Cuando “Las niñas” se presentó en la pasada Berlinale, nadie hablaba de “nueva normalidad”. La pandemia, en secreto, estaba expandiéndose ya por toda Europa, muy probablemente habitaba en algún rincón de las aglomeraciones que orbitaban alrededor de la alfombra roja o de las mismas salas, llenas hasta la bandera. Pero Pilar Palomero, que debutaba en la sección “Generación K Plus”, tenía la esperanza de repetir el éxito en el palmarés berlinés de “Verano 1993”, de Carla Simón. “Las desarrollamos en paralelo, son películas muy distintas. Aunque ambas compartan productora, se sitúen en la década de los noventa y sean, en cierto modo, relatos de iniciación, los puntos de vista que aportan sobre la infancia y la adolescencia son muy diferentes”, explicaba entonces.

En la Berlinale “Las niñas” se fue de vacío pero no ha tenido que esperar mucho para confirmarse como la película española revelación del año. Ahí está la Biznaga de Oro al mejor filme a competición en el Festival de Málaga para demostrarlo. Palomero no admite rasgos autobiográficos en la historia de Celia, una niña de once años que estudia en un colegio de monjas en la Zaragoza de 1992, pero sí en la pintura de un contexto que define, de forma oblicua, a un país que aún no se ha liberado del peso del franquismo.

“Esa es la época en la que crecí. Y la recuerdo como una época confusa y contradictoria”, reconoce. “Supongo que en eso no fui especial, en la adolescencia a todos nos toca crecer entre la niebla, sobre todo a las chicas. Sí es cierto que en la película hay una reflexión sobre la educación, y eso no se traduce solo en una crítica contra las escuelas de monjas. Hablo de la educación en un sentido más amplio, como algo que incumbe a toda la sociedad. Y en los noventa España vivía un momento muy paradójico: muchos creían que éramos un país avanzado pero encendías la televisión y tenías a Jesús Gil en un jacuzzi, rodeado de chicas en bikini”, indica.
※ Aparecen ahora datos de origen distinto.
PR #257, opened 2026-09-15
feat(client): allow supplying custom reqwest clients

### LINKED ISSUE #256: Allow supplying a custom reqwest client to the SDK
### Use case

I'm embedding the Rust SDK into an application that already owns its HTTP/TLS setup, and there is currently no way to make the SDK share it.

Concretely, our application builds its `reqwest` clients with `rustls-no-provider` plus a `CryptoProvider` (ring) that we install once at process start. We also configure proxies, timeouts, and a shared connection pool in one place. The SDK builds its own `reqwest` clients internally — as far as I can tell, up to three of them (the async/blocking client used for capture and `/flags`, the blocking client in the background capture transport, and the one in the local-evaluation poller) — and none of them can be configured beyond `request_timeout_seconds`.

That means:

- The SDK's clients don't pick up our process-installed crypto provider / TLS configuration, which is the part that actually blocks us.
- Our proxy and connection-pool configuration doesn't apply to SDK traffic.
- We end up with extra connection pools alongside the one the application already maintains.

### What I checked first

`before_send` doesn't help here — it hooks event content, not transport. `request_timeout_seconds` is the only transport knob today and it only covers timeouts.

### Proposed API shape

Two new optional `ClientOptions` fields (builder setters), defaulting to `None` so existing behaviour is unchanged:

```rust
let options = ClientOptionsBuilder::default()
    .api_key(token)
    .http_client(my_reqwest_client)                   // reqwest::Client
    .blocking_http_client(my_blocking_reqwest_client) // reqwest::blocking::Client
    .build()?;
```

Semantics I'd suggest: when a client is supplied it is used exactly as given (the caller owns timeouts/TLS/proxy/pool), so `request_timeout_seconds` would not be applied to it; when absent, behaviour is byte-for-byte what it is today.

Two options rather than one because the blocking capture transport needs a `reqwest::blocking::Client` even on the async client, so a single field couldn't cover both.

I'm happy to send a PR, and equally happy to adjust the shape (naming, one option vs. two, or a client-factory/trait instead of concrete reqwest types) based on what you'd prefer. Per CONTRIBUTING.md I wanted to agree the shape here first.

amitksingh1490:
Closes #256 (API shape proposed there — happy to change it, see below).

## Motivation

I'm embedding this SDK in an application that already owns its HTTP and TLS configuration, and there's currently no way to make the SDK share it.

Our application builds its `reqwest` clients with `rustls-no-provider` plus a `ring` `CryptoProvider` that we install once at process start, and it configures proxies, timeouts and a shared connection pool in one place. The SDK builds up to three `reqwest` clients internally — the async/blocking client used for capture and `/flags`, the blocking client in the background capture transport, and the one in the local-evaluation poller — and none of them can be configured beyond `request_timeout_seconds`. So the SDK's clients don't pick up our crypto provider or TLS setup (the part that actually blocks us), our proxy/pool configuration doesn't apply to SDK traffic, and we carry extra connection pools alongside the application's.

`before_send` doesn't cover this — it hooks event content, not transport.

### 1. Custom reqwest clients

Two new optional `ClientOptions` builder setters, both defaulting to `None`:

```rust
let options = ClientOptionsBuilder::default()
    .api_key(token)
    .http_client(my_client)                   // reqwest::Client
    .blocking_http_client(my_blocking_client) // reqwest::blocking::Client
    .build()?;
```

- `http_client` is used by the async client constructor and the `AsyncFlagPoller`.
- `blocking_http_client` is used by the blocking client constructor, both capture-transport `Pipeline::new` impls (v0 and v1), and the blocking `FlagPoller`.

Semantics: **a supplied client is used exactly as given** — the caller owns timeouts, TLS, proxies and pooling — so `request_timeout_seconds` is deliberately *not* applied to it. This is documented on both fields. When the options are unset, behaviour is unchanged.

Two options rather than one because the capture transport needs a `reqwest::blocking::Client` even under the async client, so a single field couldn't cover both paths.

Threading notes:
- Both options live on `ClientOptions` only. `LocalEvaluationConfig` is unchanged, because its fields are public and adding one would break existing struct literals; the pollers instead get a `pub(crate) set_http_client`, mirroring the existing `set_on_error`.
- The blocking `FlagPoller::start` built a *second* client inside its polling thread, which would have ignored a supplied client. It now clones the one the poller already holds, so the polling loop uses the caller's client too. This also removes a duplicate client construction on the existing path.
- `ClientOptions` still derives `Clone` (both reqwest clients are `Clone`) and still doesn't need `Debug`.

### 2. `background_transport` option

Same motivation, second half of the problem. Constructing a client unconditionally spawns the background batching worker — a dedicated std thread which itself builds a *blocking* reqwest client (spinning up another runtime thread) — even for callers who only ever use `capture_immediate`/`capture_batch_immediate`. `Client::drop` then does a blocking worker join when `shutdown().await` wasn't called, which is painful when dropping a client inside an async task.

For an embedder running on its own async runtime, and using only immediate capture, that's two threads and a blocking drop for machinery it never touches.

```rust
let options = ClientOptionsBuilder::default()
    .api_key(token)
    .background_transport(false) // default: true
    .build()?;
```

With it off, no worker thread and no blocking HTTP client are created. `capture_immediate`/`capture_batch_immediate` and feature-flag calls work normally (they use the client's own HTTP client), and `shutdown`/`Drop` return without blocking because there's nothing to join. Default is `true`, so existing behaviour is untouched.

Fire-and-forget `capture`/`capture_batch`/`alias`/`group_identify` have no worker to enqueue onto, so they drop their events and **log a single warning** (via a `Once`) pointing at the immediate methods. I picked warn-once over silent-drop because silently discarding events a caller explicitly sent seems worth one line of output; it stays silent for disabled clients, where dropping is already the documented behaviour. Happy to switch it to a silent drop if you'd prefer.

One thing worth flagging from auditing the `transport.is_some()` assumptions: the **panic hook** keyed off `is_disabled()` alone. Without a worker it would have latched the single process-wide panic hook and then dropped every `$exception` it built, so `should_capture_global_panics`/`capture_panic`/`install_panic_hook` now also require a background transport. The other call sites (`flush`, `shutdown`, `Drop`, `pending_events`, the flag-called event host, `flush_blocking_timeout`, `on_transport_worker`) already handled `None` correctly.

## Tests

`tests/test_custom_http_client.rs` sets a distinctive default header on a supplied client and asserts it arrives at an `httpmock` server:

- async: `capture_immediate` through a supplied `reqwest::Client`, plus a control test showing the default client carries no such header when the option is absent;
- blocking: capture + `flush()` through the background transport with a supplied `blocking_http_client`.

`tests/test_background_transport.rs` covers the new option: immediate capture still reaching the server through the supplied client with no worker; fire-and-forget capture (plus `capture_batch`/`alias`) reaching the server zero times even after `flush().await`; `shutdown().await` and `drop` both returning well under a second; a default-is-on control; and the blocking equivalent asserting no transport is constructed.

I checked the behavioural tests are not vacuous — reverting each option to be ignored makes them fail. The teardown test deliberately points at a mock that stalls every response for 10s, so a client that *did* spawn a worker blows the time budget rather than passing incidentally (a refused connection would fail fast and prove nothing).

Verified across the default, `capture-v1` and `--no-default-features` feature combinations; all green. `cargo fmt -- --check` and `cargo clippy -- -D warnings` (the CI command) pass. `cargo clippy --all-targets -- -D warnings` and `cargo clippy --no-default-features -- -D warnings` fail on `main` too, before this change — deprecated `httpmock::assert_hits` in existing tests and two pre-existing lib lints; this branch adds no new warnings of its own. I skipped the `e2e-test` suite as it needs network credentials.

`api/public-api.txt` was regenerated with `scripts/check-public-api.sh --update` (cargo-public-api 0.52.0 on `nightly-2026-06-12`); the diff is exactly the three new builder setters.

## Note on public API

Per CONTRIBUTING.md this adds public API, so I opened #256 first with the use case and the proposed shape, and I've left this as a **draft** pending a maintainer's view on that issue. I'm very happy to adjust — naming, one option instead of two, whether `background_transport` belongs here at all or is better expressed some other way, or an entirely different shape such as a client-factory/trait rather than concrete `reqwest` types if you'd rather not widen the public `reqwest` surface. Treating all of that as an open question, not a decision.


marandaneto:
see https://github.com/PostHog/posthog-rs/issues/256#issuecomment-5793462898
@amitksingh1490 thanks for the PR
closing as one part is already addressed
and for https://github.com/PostHog/posthog-rs/issues/262 i suggest opening a new PR so we dont mix up the 2 things

PR #771, opened 2026-06-20
feat(table): row grouping 

jan-kubica:
Builds on the unified condition AST (#750) to add two table primitives.

## Group table rows by a property
Collapsible sections in the table and kanban layouts, driven by any
groupable property. Shared grouping logic lives in `kanban-view.logic.ts`;
the table renders sections via `grouped-table-layout.tsx`.

## One-click Document Type classifier
A single action creates a `Document Type` single-select `ai-model`
property (starter legal document types, dependent on the workspace's file
property) and runs extraction over it. Re-running an existing classifier
is available without recreating it.

## Spend discipline: scope reruns to documents that need them
A property-scoped workflow run (`propertyIds` without `entityIds`)
previously always set `forcePropertyIds`, so `prepareBatch` recomputed
**every** document — re-running the classifier after adding a few files
re-spent on the whole set.

- Adds an explicit `force` flag to the `workflow/start` contract (default
  off). Unforced scoped runs keep the per-entity `prepareBatch` gate, so
  they only compute documents still missing a value (e.g. newly added
  ones). `force: true` is reserved for a deliberate full re-run.
- The classifier's primary action is unforced ("classify what's new"); a
  separate menu item forces a full reclassification.
- `prepareBatch` tests lock the invariant: a fresh cell with a result is
  skipped by default, recomputed only when forced, and `locked` still
  wins over `force`.

## Verification
api typecheck, api lint, `workflow/utils` + `views-schema` + grouped-table
tests green locally; web typechecks via CI.


jan-kubica:
All automated review findings on the grouped-table work have been addressed; resolving the threads. Map of finding → fix commit:

**Selection & justifications** (grouped sections share one selection/store)
- Resolve row selection to the toolbar across sections — `08f4f83a0`
- Preserve other sections' selections on a section's select-all/clear — `17ac9e586`
- De-duplicate selection across multi-select sections — `4eed3f9ea`
- Sync AI-cell justifications per loaded page — `08f4f83a0`

**Paging & scroll**
- Page via the real scroll viewport, not the inline content wrapper — `08f4f83a0`, `e3a599c91`

**Counts ↔ rows consistency**
- Exclude folders/tasks from grouped rows and counts — `d97253fff`
- Guard the group-counts unnest against scalar values — `054449ba8`
- Validate select-only group-counts server-side (read boundary) — `55b47d413`
- Render a section for stale (out-of-options) select values — `e3752d541`
- Drop cached rows when a group empties — `b88c7ef2a`
- Hide per-group sums until a group is fully loaded — `b88c7ef2a`

**Grouping eligibility**
- Reject status / non-select property groupings for document tables — `17ac9e586`, `b88c7ef2a`
- Offer multi-select grouping in the table picker; keep kanban single-select — `55b47d413`, `4eed3f9ea`

**Cross-workspace integrity**
- Remap table `groupByPropertyId` on duplicate / template apply — `f2dbd64fd`
- Clear a table grouping when its property is deleted — `2f04859c5`
- Collision-proof grouped section keys — `611bb20ce`

**Bulk review**
- Undo reverts only the cells the operation changed (and its auto-lock) — `e3a599c91`

Findings on the reverted one-click classifier (`classify-documents.tsx`, `workflow-queue.ts`) are moot — that code was removed from this PR.

CC on behalf of @jan-kubica

PR #780, opened 2026-06-21
feat(i18n): right-to-left support 

### LINKED ISSUE #775: feat: right-to-left support
### Feature request

Proper support for right-to-left languages requires not only translation of individual elements, but also mirroring the UX, making sure directionally-aware icons can point both directions etc.

### Motivation

Propert support for RtL languages. 

### Relevant sources

Also note eg Arabic needs -at minimum- support for different numbering (Eastern Arabic), calendar (Hijri + start of week shift).  Ideally this may be bundled in to be easier to review for native speaker as a complete localization effort

jan-kubica:
Adds right-to-left layout and a full Arabic (`ar`) locale, plus the locale-formatting layer it needs.

- Text direction follows the active locale (`dir`); full Arabic UI translation (Modern Standard Arabic)
- Central locale-aware formatter; calendar (Gregorian default, Hijri opt-in) and numeral (Western/Eastern) preferences in the account menu
- Currency formatted in the correct minor unit (e.g. KWD 3 decimals, JPY 0); locale-derived week start; `<bdi>`-isolated case numbers and citations
- folio: Arabic-script font fallback and a paragraph text-direction toggle

The Arabic translation is machine-generated and should get a native legal-Arabic review before release.


jan-kubica:
Addressed the review feedback in `dcf675ca`:

- **Currency minor-unit (P1):** reverted. The expense and rate forms write amounts as ×100, so a currency-aware read divisor breaks the round-trip for non-2-decimal currencies (JPY/KWD). Correct support needs a coordinated read + write + export change and a data consideration, so it's tracked separately; the formatter stays on the stored 1/100 scale.
- **prices-panel hydration (high):** now formats via `useFormatter()` (provider-aware, respects pre-hydration English) threaded through the helpers, instead of the store-level formatter.
- **Heatmap week start (P2):** day columns and labels rotate to the locale's first weekday, so they align with the localized week range.
- **week.ts:** guard against a non-numeric `firstDay` from `Intl`.
- **CI lint:** named the fallback capture group, un-nested the formatting-locale ternary, and annotated the intentional week-start memo dependency.

jan-kubica:
Addressed the latest review (`961adf89`):

- **AI search locale (16-char cap):** SearchDialog now sends the base language to `search.refine`/`search.summary`, not the extended formatting locale.
- **week.ts:** falls back to the legacy `Intl.Locale#weekInfo` accessor when `getWeekInfo()` is absent, so the locale-aware week start isn't silently Monday on older engines.
- **Hijri × Gregorian grids:** the calendar month/day grid labels (`calendar-utils` + `date-picker-popover`) are pinned to `calendar: "gregory"`, so a Hijri preference no longer mislabels Gregorian grids; standalone dates still render in the chosen calendar, and numerals still localize.

jan-kubica:
Addressed (`8ce07ef`):

- **pt-BR crash (P1):** `buildFormattingLocale` no longer appends a detected region to a language that already encodes one (`pt-BR`) — it was building an invalid `pt-BR-BR` tag that `Intl.Locale` rejects, crashing the provider. Added a regression test over every language × region.
- **Organizer locale cap (P2):** `existing-file-organizer` now sends the base language to `organize-suggestions` (16-char cap), matching the SearchDialog fix.

I audited every locale→backend payload: `search.refine`/`summary`, `entities.organize-suggestions`, and chat (uncapped, already base) — those were the only ones.

jan-kubica:
Rebased onto current `main` (resolved the React-Compiler / `useEffect`-ban conflicts) and addressed the three new P2s:

- **Arabic transactional emails:** added `getEmailDirection`; the OTP/invitation/new-device `<Html>` wrappers now carry `dir="rtl"` for Arabic.
- **Folio document direction:** `.folio-root` resets to `direction: ltr`, so an RTL app UI no longer flips the base direction of Latin (non-bidi) DOCX paragraphs; per-paragraph bidi still renders RTL content.
- **Calendar weekends:** derived from `Intl` `getWeekInfo().weekend` via `getWeekendDays` (Friday/Saturday for `ar-SA`), threaded through the calendar helpers. Western locales are byte-identical.

jan-kubica:
The date picker duplicated the week-start logic and, unlike `week.ts`, didn't read the legacy `Intl.Locale#weekInfo` accessor, so it fell back to Monday on engines that expose it. Extracted a single `getLocaleWeekInfo`/`getFirstWeekday`/`getWeekendDays` into `@stll/ui/lib/week` (legacy-accessor-aware); the date picker and `apps/web`'s `week.ts` now resolve the week start and weekend from one source.

jan-kubica:
Addressed (`f3358cf`):

- **Table exports preserve formatting prefs:** added `extractFormattingLocale` (keeps the `-u-ca`/`-u-nu` extensions, validated via `Intl.Locale`, behind a shared `matchSupportedLang`). CSV/XLSX now format dates/numbers with the client's calendar/numbering settings instead of the bare base language. Email/view-name catalog lookups still use the base `SupportedLang`.
- **Duration input hint:** the editable hint now renders ASCII decimal hours so it round-trips through `parseDuration` (which only accepts ASCII digits + `.`); read-only timesheet totals stay localized.

jan-kubica:
Moved the LTR reset from `.folio-root` (which also wraps the translatable `FormattingBar`) to `.paged-editor` (the document canvas). The editor chrome — toolbar and menus — now follows the app direction under an RTL UI, while the document canvas keeps an LTR base direction so Latin (non-bidi) paragraphs render correctly.

PR #797, opened 2026-06-21
chore: enable vitest disabled test lint rule

jan-kubica:
Enables the Vitest no-disabled-tests lint rule for test files.\n\nValidation:\n- bun --bun oxlint -c oxlint.config.ts --deny vitest/no-disabled-tests --no-error-on-unmatched-pattern '**/*.{test,spec}.{ts,tsx,js,jsx}' '**/__tests__/**/*.{ts,tsx,js,jsx}'\n- pre-commit hook passed


jan-kubica:
@codex review

jan-kubica:
Closing after review: this Vitest rule does not currently cover Stella’s `bun:test` import pattern, so the guard would be silent for the tests it is meant to protect. A Bun-aware rule or custom guard would be a better direction.

PR #802, opened 2026-06-21
feat(filters): faceted value counts in the filter builder

jan-kubica:
When building a filter on a single/multi-select property, show the per-value entity count next to each option (Notion-style facets), so it's clear which values actually have rows before applying.

- New `POST /entities/:workspaceId/property-facets` read endpoint returns counts per value for a property under the current filters.
- `condition-select-values` renders the value picker with counts + the option colour swatch; wired into the filter builder and the toolbar filter chips.
- Counts respect the active filters and tenant scope.

Built on the merged `@stll/conditions` AST; no schema changes (read-only over existing fields).

### DIFF
--- a/apps/api/src/handlers/entities/read-property-facets.ts
+++ b/apps/api/src/handlers/entities/read-property-facets.ts
@@ -1,0 +1,110 @@
+import { Result } from "better-result";
+import { and, eq, sql } from "drizzle-orm";
+import { t } from "elysia";
+
+import { entities, fields } from "@/api/db/schema";
+import { createSafeHandler } from "@/api/lib/api-handlers";
+import type { HandlerConfig } from "@/api/lib/api-handlers";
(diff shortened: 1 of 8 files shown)


jan-kubica:
Addressed the review findings on this PR.

**Fixed**
- `read-property-facets`: the `LATERAL jsonb_array_elements_text(...)` is evaluated for every left row before the join's `ON` predicate, so scalar (single-select/text) values crashed it. The function argument is now guarded with a `CASE` that yields an empty array for non-arrays; scalars fall through to the scalar extraction branch.

**Deferred (minor follow-ups)**
- Threading `excludedKinds` into facet counts: counts are workspace-wide over entities that carry the property's field, and folders/tasks rarely hold such fields, so the practical skew is negligible. Can be threaded through if wanted.
- Truncated (top-50) facets showing a missing value as `0`: acceptable for the "top values" use case; facets with >50 distinct values are rare.

PR #803, opened 2026-06-21
feat(playbooks): per-document-type column bundles with auto-gating

jan-kubica:
## Summary

Adds **playbooks**: per-document-type bundles of AI columns. A playbook binds a Document Type property value to a set of columns; applying it materializes each column as a workspace property gated so it only fills for matching documents.

## How it works

- A playbook stores a `typePropertyId` + `typeValue` and a `bundle` of column definitions (name, content, tool).
- Applying a playbook (idempotent by column name) creates any missing properties in one bulk insert, then attaches a `propertyDependency` gating each column with `<typeProperty> eq <typeValue>` via `@stll/conditions`.
- Gating reuses the existing extraction-dependency mechanism: no new trigger engine, no classifier button. Columns simply stay empty for documents whose type does not match.

## Scope

- API: `playbooks` table + RLS, CRUD handlers (`create`, `read`, `update-by-id`, `delete-by-id`, `apply`), validation, permissions, audit-log entries, limits.
- Web: `PlaybooksManager` in the view toolbar, queries, i18n (en source; ar/pl/pt-BR/sk regenerated, untranslated grandfathered in the baseline).

## Notes

- The apply path bulk-inserts all new columns in a single statement inside the transaction (no per-column round-trip).
- Property creation respects `LIMITS.propertiesCount`.


jan-kubica:
Addressed the review findings on this PR.

**Fixed**
- `apply`: materialized properties are now matched to bundle columns by a stable per-column `sourceId` (new nullable `properties.playbook_source_id`) instead of by name. Re-applying updates the property in place (rename-safe), never reuses a property owned by another playbook or a manually-created column, and re-runs every applied column under the current gate.
- `apply`: the type gate is re-validated via `validateTypeProperty` (single-select + option membership) before applying.
- `apply`: the gate dependency upserts with `onConflictDoUpdate`, so changing a playbook's `typeValue` and re-applying updates existing gates.
- A duplicate-column-name guard was added at the create/update boundary and in the editor.

**Intentional**
- When a workspace workflow is already running, `startWorkflow` returns `already-running`; `apply` treats this as success because the columns are committed as `stale` and picked up by the running/next run, matching the fire-and-forget contract of the other callers.

**Not issues**
- `property.tool.type`: `tool` is `NOT NULL` and is always a manual/AI union with a `.type`, so there is no crash path.
- `read.ts` cursor: mirrors the existing `invoices`/`rates` keyset pattern; the cursor value and the comparison both `date_trunc` to milliseconds with an `id` tiebreaker.
- optional chaining on `content.options`: the value is narrowed to `single-select`, where `options` is a structural invariant.

**Other**
- `apply` no longer matches by name, so a bundle column named like the Document Type property can no longer self-gate, and re-applying an edited column syncs its name/content in place.
- Bundle `maxItems` is a coarse upper bound; the real constraint (existing workspace properties + new columns ≤ `propertiesCount`) is enforced at apply time, which is the only point where the existing count is known.

PR #817, opened 2026-06-22
chore: update dependencies

jan-kubica:
## Summary
- update non-quarantined Bun dependencies across workspace manifests
- include selected major bumps for Atlaskit drag-and-drop packages and Babel
- keep Drizzle prerelease pins unchanged

## Validation
- bun install
- bun run lint:ws
- git diff --check
- bun pm untrusted
- pre-push format and i18n checks passed before local typecheck was skipped


jan-kubica:
^ all false positives

PR #864, opened 2026-06-25
feat(scripts): flag i18n terms duplicated across feature namespaces

jan-kubica:
## What

Extends the existing `i18n-check` gate. It already flags feature keys whose value duplicates a `common.*` value (`duplicatesCommon`); this adds detection for the **same value held by two or more feature keys** that is *not* in `common.*` — the signal that a term should be hoisted into `common.*` so it is translated once and stays consistent.

On a violation the gate prints, e.g.:

```
= shared value: billing.week (also workspaces.views.calendar.week, workspaces.views.timeline.week) — consider moving the term to common.* and reusing it, or baseline it
```

## Grandfathering

Intentional duplicates are allowed via a new `duplicateValues` list in `i18n-check-baseline.json`, mirroring the existing `duplicatesCommon` mechanism. The current debt (340 keys) is seeded so the gate stays green, and `--write-baseline` regenerates it. New duplicates introduced after this lands fail the check until reused, hoisted, or explicitly baselined.

## Notes

- Trivially-identical values (brand tokens, placeholder-only, acronyms) and values already covered by `common.*` are excluded to avoid double-reporting.
- Baseline change is purely additive: `duplicatesCommon` and `identicalToSource` are unchanged.
- New unit tests cover the finder; the full `i18n:check` pipeline passes.

## Summary by CodeRabbit

* **New Features**
  * Added a shared, localised “Formula” label across the app, and updated the condition formula UI to use a consistent prompt/placeholder.

* **Bug Fixes**
  * Standardised common wording for version, import, regenerate, and “new matter” actions across multiple screens (including clause history/metadata and sidebar/breadcrumb labels).
  * Improved consistency of translated labels across languages, so formula and version-related text is more reliably displayed.

* **Tests**
  * Updated i18n check coverage for shared-value duplicate detection.


jan-kubica:
Bot review dispositions:

- **glossary-gen `nouns` validation** (codex P2 / coderabbit Major): fixed in 93aff778b — a present-but-non-array `nouns` now `panic`s instead of silently defaulting to `[]`, matching how `verbs`/`legalConcepts`/`ptBR` are validated.
- **template-category-sidebar.tsx:112 placeholder** (coderabbit): not a regression — the label and placeholder already shared the same key (`templates.categoryName`) before this PR; the consolidation only repointed both to `common.categoryName`, so the rendered copy is unchanged. Adding a distinct example-style placeholder is a separate UX enhancement, out of scope here.
- **index.tsx:408 newMatter migration** (coderabbit): line 408 renders `common.newMatter` ("New matter") with text identical to the pre-PR `workspaces.newMatter`. Lines 274/582 use `workspaces.createNewWorkspace` ("Create new matter"), a deliberately distinct label for the empty-state CTA and context menu — not the same string, so no loading/settled flip is introduced by this change.
- **lv.json bulk.promptPlaceholder** (coderabbit): pre-existing untranslated string, not touched by this PR. Tracking separately as translation debt rather than cherry-picking one string here.

CC on behalf of @jan-kubica

jan-kubica:
Restrict duplicate grouping to cross-namespace pairs (codex P2): fixed in 591907ea0. `findSharedValueDuplicates` now skips any value-group whose keys all share one top-level namespace, so same-feature repeats (e.g. `workspaces.views.calendar.week` + `workspaces.views.timeline.week`) no longer trigger the "hoist to common.*" rule. Added a unit test for the same-namespace case; baseline drops from 218 to 148.

CC on behalf of @jan-kubica

PR #882, opened 2026-06-26
chore(db): single-source the corpus backfill statement_timeout

jan-kubica:
## What

Single-sources the `statement_timeout` used by the corpus backfill writes.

Como ocurría en “Verano 1993”, el casting era una cuestión clave. Ahí está el encuentro con Andrea Fandos, y el trabajo con actrices noveles. “Vimos a más de mil niñas. Lo fundamental es que mostraran soltura ante la cámara, que se sintieran cómodas”, dice Palomero. “Cuando ya teníamos claro cuáles eran las elegidas, no les dimos el guion y trabajamos con ellas a partir de la improvisación. Durante el rodaje, se trataba de no forzarlas; es decir, la cámara tenía que estar a su servicio, seguirlas por el espacio, y no al revés, no fijarles un movimiento, dejarlas ser con naturalidad”.

Ese realismo, surgido de la espontaneidad, también tiene que ver con una cierta desnudez de la puesta en escena, en la que priman los silencios -en la relación madre (Natalia de Molina) e hija-, los planos de gestos y miradas, y la música que escuchan las niñas en sus reuniones, fuera de la austeridad escolar. “Quién no ha compartido”, evoca Palomero, “cintas de casette con la música que le gustaba. Era una forma de definirse sin tener que hablar. Una manera de explicarse, de encontrar una voz desde la voz de los otros”.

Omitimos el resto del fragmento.